Why it takes the same time to calculate the gradient of the last layer and all the gradients？

cindybrain · January 3, 2021, 10:58am

I want to save time by using the gradients of the last layer to replace that of all layers, however, I find it takes the same time to calculate the gradient of the last layer and all the gradients.
the code for calculating the gradient for the last layer:

    last_layer=list(net.children())[-1]
    for param in net.parameters():
        param.requires_grad = False 
    for param in last_layer.parameters():
        param.requires_grad = True 
    
    for i in range(len(inputs)):
        optimizer.zero_grad()
        loss[i].backward(retain_graph=True)
        last_grad_norm=0.0
        for name, para in last_layer.named_parameters():
            if 'weight' in name:
                last_grad_norm += para.grad.norm().cpu().item() 
        result.append(last_grad_norm)

the code for calculating the gradient for all layers:

    for i in range(len(inputs)):
        optimizer.zero_grad()
        loss[i].backward(retain_graph=True)
        all_grad_norm=0.0
        for name, para in last_layer.named_parameters():
            if 'weight' in name:
                all_grad_norm += para.grad.norm().cpu().item() 
        result.append(all_grad_norm)

I want to know why it cosumes the same time even that I only calculate gradients for partical layers. Meanwhile, I want to know how can I get the gradients for the last layer faster. I will be quite appreciate if someone can help me.

ptrblck · January 13, 2021, 9:23am

If the input doesn’t require gradients, calculating the gradients for a single layer should be faster than all layers.
You code doesn’t show any profiling so I cannot comment on the correctness of it.
Note that, in case you are using a GPU, CUDA operations are asynchronous, so you would have to synchronize the code before starting and stopping the timer or use the torch.utils.benchmark utility from the nightly binaries.
That being said, you are currently also synchronizing your “production” code by pushing the gradient norm to the CPU and calling item() on it.
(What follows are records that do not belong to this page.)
PR #866, opened 2020-01-15
Store nightly snapshot in rust-toolchain file, and use it in cargo.sh

eminence:
The rust-toolchain file can also store an exact nightly snapshot
(instead of just "nightly"), so we can store whatever snapshot that
rustc_codegen_cranelift is known to work with.

This also lets us add a new feature to `cargo.sh` to let it use the
exact same nightly snapshot as cg_clif.  If there's a nightly compiler
mismatch, you get a confusing error message like:

    error: couldn't load codegen backend "librustc_codegen_cranelift.so":
    "librustc_driver-681e2b4f66c73d3e.so: cannot open
    shared object file: No such file or directory"

So doing this automatically in cargo.sh is useful.

One consequence of this change is that you'll have to remember to keep `rust-toolchain` up-to-date.

### DIFF
--- a/cargo.sh
+++ b/cargo.sh
@@ -6,9 +6,13 @@ fi
 
 pushd $(dirname "$0") >/dev/null
 source config.sh
+
+# read nightly compiler from rust-toolchain file
+TOOLCHAIN=$(cat rust-toolchain)
+
 popd >/dev/null
 
 cmd=$1
 shift
 
-cargo $cmd --target $TARGET_TRIPLE $@
+cargo +${TOOLCHAIN} $cmd --target $TARGET_TRIPLE $@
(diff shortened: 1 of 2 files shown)


bjorn3:
> One consequence of this change is that you'll have to remember to keep rust-toolchain up-to-date.

This is the main reason I didn't do this. Another is that I will have to manually remove the old nightly each time I update. I think I will make a rustup script to automate this and committing the changes.

eminence:
If you didn't want to modify `rust-toolchain`, then that rustup script you're talking about could also be used by other people to make sure they are using a compatible nightly snapshot.

bjorn3:
What do you think about https://github.com/bjorn3/rustc_codegen_cranelift/tree/pin_toolchain?

eminence:
Thanks for merging this.  I was able to do a `git pull` and have `./prepare.sh` automatically download the correct snapshot, which is pretty neat

PR #918, opened 2020-03-11
Implement incremental caching of object files

### LINKED ISSUE #760: Cache compiled codegen units in incremental cache
It should be behind a feature flag, to make it possible to use incremental mode while working on cg_clif.

bjorn3:
It is only enabled when the `CG_CLIF_INCR_CACHE` env var is set to prevent accidentally caching object files in the incremental cache while modifying cg_clif. Otherwise it would be necessary to completely disable the incremental cache during development, which makes the sysroot build much slower.

Fixes #760

### DIFF
--- a/Readme.md
+++ b/Readme.md
@@ -18,6 +18,7 @@ $ ./test.sh --release
 ### Cargo
 
 ```bash
+$ export CG_CLIF_INCR_CACHE=1 # Enable caching of object files in the incremental cache
 $ CHANNEL="release" $cg_clif_dir/cargo.sh run
 ```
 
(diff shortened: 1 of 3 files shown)


bjorn3:
Currently running the rustc-perf suite. Hopefully this makes the incremental benches mostly green too, like the non-incremental benches.

bjorn3:
I think something went wrong with the incremental benches. The results for cg_clif are still as horrible as before.

bjorn3:
I think it is now correctly benchmarking. I moved the `CG_CLIF_INCR_CACHE=1` from the `./target/release/collector` invocation to the source of the collector.

bjorn3:
Posted results in https://github.com/bjorn3/rustc_codegen_cranelift/issues/878#issuecomment-597871730. tl;dr: most incremental benchmarks are now faster with cg_clif than with cg_llvm, but there are still regressions.

PR #1637, opened 2026-03-26
toolchain: avoid broad substring replacement in get_toolchain_binary

### LINKED ISSUE #1636: `get_toolchain_binary` can derive the wrong tool name by doing plain substring replacement
`src/toolchain.rs` derives tool names from the linker filename by doing plain `.replace("ld", tool).replace("gcc", tool).replace("clang", tool).replace("cc", tool)` on the full filename.

This is a pretty loose transformation and can rewrite unintended substrings instead of just replacing the compiler/linker suffix. For example, it assumes the tool name can always be inferred by global text replacement inside the linker basename.

That makes the helper fragile for less standard linker names / wrappers.

Expected behavior: only rewrite known linker basename patterns, instead of replacing arbitrary substrings in the whole filename.

  Code: `src/toolchain.rs`

AayushMainali-Github:
Fixes rust-lang/rustc_codegen_cranelift#1636
  
  ## Summary

  Make `get_toolchain_binary()` only rewrite recognized linker suffixes instead of doing broad substring replacement on the whole linker filename.

  ## Details

  The old code chained `.replace("ld", ...)`, `.replace("gcc", ...)`, `.replace("clang", ...)`, and `.replace("cc", ...)`, which could rewrite unrelated parts of the linker name.

  This changes the logic to only handle known endings:

  - `gcc`
  - `clang`
  - `cc`
  - `ld`

  The existing `ld.lld` special case is kept.

### DIFF
--- a/src/toolchain.rs
+++ b/src/toolchain.rs
@@ -11,18 +11,22 @@ pub(crate) fn get_toolchain_binary(sess: &Session, tool: &str) -> PathBuf {
     let linker_file_name =
         linker.file_name().unwrap().to_str().expect("linker filename should be valid UTF-8");
 
-    if linker_file_name == "ld.lld" {
-        if tool != "ld" {
-            linker.set_file_name(tool)
-        }
+    let tool_file_name = if linker_file_name == "ld.lld" {
+        if tool == "ld" { "ld.lld".to_owned() } else { tool.to_owned() }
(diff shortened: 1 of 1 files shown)


bjorn3:
As explained in https://github.com/rust-lang/rustc_codegen_cranelift/issues/1636#issuecomment-4137454337 I don't think this is worth it as it only gets used when `CG_CLIF_FORCE_GNU_AS` is set.

Issue #1465, opened 2024-03-16
Copy byval argument to local stackslot if alignment is insufficient


bjorn3:
See https://github.com/rust-lang/rust/pull/122212

PR #1641, opened 2026-04-13
Copy byval argument to local stackslot if alignment is insufficient

0xmuon:
Copy the underaligned `byval` (indirect) arguments into a local stackslot when the incoming pointer alignment is less than the Rust ABI alignment. This avoids miscompiles from assuming stronger alignment than the ABI guarantees.

### DIFF
--- a/src/abi/mod.rs
+++ b/src/abi/mod.rs
@@ -12,7 +12,7 @@ use cranelift_codegen::ir::{
 };
 use cranelift_codegen::isa::CallConv;
 use cranelift_module::ModuleError;
-use rustc_abi::{CanonAbi, ExternAbi, X86Call};
+use rustc_abi::{Align, CanonAbi, ExternAbi, X86Call};
 use rustc_codegen_ssa::base::is_call_from_compiler_builtins_to_upstream_monomorphization;
 use rustc_codegen_ssa::errors::CompilerBuiltinsCannotCall;
 use rustc_middle::middle::codegen_fn_attrs::CodegenFnAttrFlags;
@@ -243,10 +243,17 @@ pub(crate) fn codegen_fn_prelude<'tcx>(fx: &mut FunctionCx<'_, '_, 'tcx>, start_
         self::returning::codegen_return_param(fx, &ssa_analyzed, &mut block_params_iter);
     assert_eq!(fx.local_map.push(ret_place), RETURN_PLACE);
 
-    // None means pass_mode == NoPass
+    struct ArgValue<'tcx> {
+        value: Option<CValue<'tcx>>,
+        /// If set, the argument is a byval/byref pointer whose pointee alignment is smaller than
+        /// the Rust ABI alignment. In that case the argument must be copied to a sufficiently
+        /// aligned local stack slot before it can be treated as a place.
+        underaligned_pointee_align: Option<Align>,
+    }
+
     enum ArgKind<'tcx> {
-        Normal(Option<CValue<'tcx>>),
-        Spread(Vec<Option<CValue<'tcx>>>),
+        Normal(ArgValue<'tcx>),
+        Spread(Vec<ArgValue<'tcx>>),
     }
 
     // FIXME implement variadics in cranelift
@@ -280,17 +287,34 @@ pub(crate) fn codegen_fn_prelude<'tcx>(fx: &mut FunctionCx<'_, '_, 'tcx>, start_
                 let mut params = Vec::new();
                 for (i, _arg_ty) in tupled_arg_tys.iter().enumerate() {
                     let arg_abi = arg_abis_iter.next().unwrap();
-                    let param =
+                    let value =
                         cvalue_for_param(fx, Some(local), Some(i), arg_abi, &mut block_params_iter);
-                    params.push(param);
+                    let underaligned_pointee_align =
+                        match arg_abi.mode {
+                            PassMode::Indirect { attrs, .. } => attrs
+                                .pointee_align
+                                .filter(|&pointee_align| pointee_align < arg_abi.layout.align.abi),
+                            _ => None,
+                        };
+                    params.push(ArgValue { value, underaligned_pointee_align });
                 }
 
                 (local, ArgKind::Spread(params), arg_ty)
             } else {
                 let arg_abi = arg_abis_iter.next().unwrap();
-                let param =
+                let value =
                     cvalue_for_param(fx, Some(local), None, arg_abi, &mut block_params_iter);
-                (local, ArgKind::Normal(param), arg_ty)
+                let underaligned_pointee_align = match arg_abi.mode {
+                    PassMode::Indirect { attrs, .. } => attrs
+                        .pointee_align
+                        .filter(|&pointee_align| pointee_align < arg_abi.layout.align.abi),
+                    _ => None,
+                };
+                (
+                    local,
+                    ArgKind::Normal(ArgValue { value, underaligned_pointee_align }),
+                    arg_ty,
+                )
             }
         })
         .collect::<Vec<(Local, ArgKind<'tcx>, Ty<'tcx>)>>();
@@ -311,7 +335,9 @@ pub(crate) fn codegen_fn_prelude<'tcx>(fx: &mut FunctionCx<'_, '_, 'tcx>, start_
     for (local, arg_kind, ty) in func_params {
         // While this is normally an optimization to prevent an unnecessary copy when an argument is
         // not mutated by the current function, this is necessary to support unsized arguments.
-        if let ArgKind::Normal(Some(val)) = arg_kind {
+        if let ArgKind::Normal(ArgValue { value: Some(val), underaligned_pointee_align: None }) =
+            arg_kind
+        {
             if let Some((addr, meta)) = val.try_to_ptr() {
                 // Ownership of the value at the backing storage for an argument is passed to the
                 // callee per the ABI, so it is fine to borrow the backing storage of this argument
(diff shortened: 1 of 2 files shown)


src/abi/mod.rs
```diff
@@ -280,17 +287,29 @@ pub(crate) fn codegen_fn_prelude<'tcx>(fx: &mut FunctionCx<'_, '_, 'tcx>, start_
                 let mut params = Vec::new();
                 for (i, _arg_ty) in tupled_arg_tys.iter().enumerate() {
                     let arg_abi = arg_abis_iter.next().unwrap();
-                    let param =
+                    let value =
                         cvalue_for_param(fx, Some(local), Some(i), arg_abi, &mut block_params_iter);
```
bjorn3, line 289: *[View changes since the review](https://triagebot.infra.rust-lang.org/gh-changes-since/rust-lang/rustc_codegen_cranelift/1641/86354453e582bbffb261ae9e6d6d7d7775cba9c7..c153f587cd69316058aa62a93ae9802cbe921b0f)*

Maybe return `ArgValue` from `cvalue_for_param` instead?

src/abi/mod.rs
```diff
@@ -336,15 +357,74 @@ pub(crate) fn codegen_fn_prelude<'tcx>(fx: &mut FunctionCx<'_, '_, 'tcx>, start_
...
+                        to_addr,
+                        from_addr,
+                        size,
+                        dst_align,
+                        src_align,
+                        true,
+                        flags,
+                    );
+                } else {
                     place.write_cvalue(fx, param);
```
bjorn3: *[View changes since the review](https://triagebot.infra.rust-lang.org/gh-changes-since/rust-lang/rustc_codegen_cranelift/1641/86354453e582bbffb261ae9e6d6d7d7775cba9c7..c153f587cd69316058aa62a93ae9802cbe921b0f)*

Hang on, doesn't this `write_cvalue` already copy to a stack slot of sufficient alignment? I think really the only thing necessary is having `if let ArgKind::Normal(Some(val)) = arg_kind` only apply when the argument is correctly aligned. Or to handle alignment correctly, when the alignment of the param doesn't match the alignment of the type, use a type of `[u8; size_of::<T>]` for `param` in `cvalue_for_param` and use `write_cvalue_maybe_transmute` to write it to `place` in that case. That would also ensure the case where the ABI passes it byval while inside the function it is stored as SSA value rather than in a stack slot.

bjorn3 (changes requested):

src/abi/mod.rs
0xmuon: Do you agree this covers the SSA-local case correctly, and should we also handle `meta_attrs: Some(_)` (unsized indirect) or leave that unchanged for now?

0xmuon: so, in `abi::codegen_fn_prelude`, the `if let ArgKind::Normal(Some(val))` fast-path to be gated on `underaligned_pointee_align.is_none()` (like only when `attrs.pointee_align >= layout.align.abi` or `pointee_align` is `None`) and in `abi::pass_mode::cvalue_for_param`, for `PassMode::Indirect { attrs, meta_attrs: None, ......}` where `attrs.pointee_align < arg_abi.layout.align.abi`, we return `CValue::by_ref(ptr, layout_of([u8; size]))` instead of `layout_of(T)` and when initializing locals from such params we use `place.write_cvalue_transmute(fx, param)` (and similarly for spread fields). Am i right'?

src/abi/pass_mode.rs
```diff
@@ -318,9 +320,22 @@ pub(super) fn cvalue_for_param<'tcx>(
...
-            Some(CValue::by_ref(Pointer::new(block_params[0]), arg_abi.layout))
+            if let Some(pointee_align) = attrs.pointee_align
+                && pointee_align < arg_abi.layout.align.abi
+                && arg_abi.layout.is_sized()
+                && arg_abi.layout.size != Size::ZERO
+            {
+                underaligned_pointee_align = Some(pointee_align);
+                // Underaligned pointer: treat as `[u8; size]` and transmute-copy into the real type.
+                let len = ty::Const::from_target_usize(fx.tcx, arg_abi.layout.size.bytes());
+                let bytes_ty = fx.tcx.mk_ty_from_kind(ty::Array(fx.tcx.types.u8, len));
```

cindybrain · January 15, 2021, 9:50am

Thanks for your reply!
I modify the code and use the time.time() function to record the time
the code is as follows:

    last_layer=list(net.children())[-1]
    for param in net.parameters():
        param.requires_grad = False 
    for param in last_layer.parameters():
        param.requires_grad = True

    torch.cuda.synchronize()
    start_time=time.time()
    for i in range(len(inputs)):
        optimizer.zero_grad()
        loss[i].backward(retain_graph=True)
        last_grad_norm=0.0
        for name, para in last_layer.named_parameters():
            if 'weight' in name:
                last_grad_norm += para.grad.norm().cpu().item() 
        # print("last grad norm", last_grad_norm) 
        result.append(last_grad_norm)
    torch.cuda.synchronize()
    print("the time for computing the gradient for the last layer:",time.time()-start_time)

    for param in net.parameters():
        param.requires_grad = True
    torch.cuda.synchronize()
    start_time=time.time()
    for i in range(len(inputs)):
        optimizer.zero_grad()
        loss[i].backward(retain_graph=True)
        all_grad_norm=0.0
        for name, para in last_layer.named_parameters():
            if 'weight' in name:
                all_grad_norm += para.grad.norm().cpu().item() 
        result.append(all_grad_norm)
    torch.cuda.synchronize()   
    print("the time for computing the gradient for all layers:",time.time()-start_time)

the result is as follows:

The cost time is almost similar.

Besides, because I am a new learner of Pytorch, I don’t know how to compute the gradient of loss about the input of the last layer, which include the softmax,bn and the last layer- conv. Could you give me an example or reference. Thanks so much!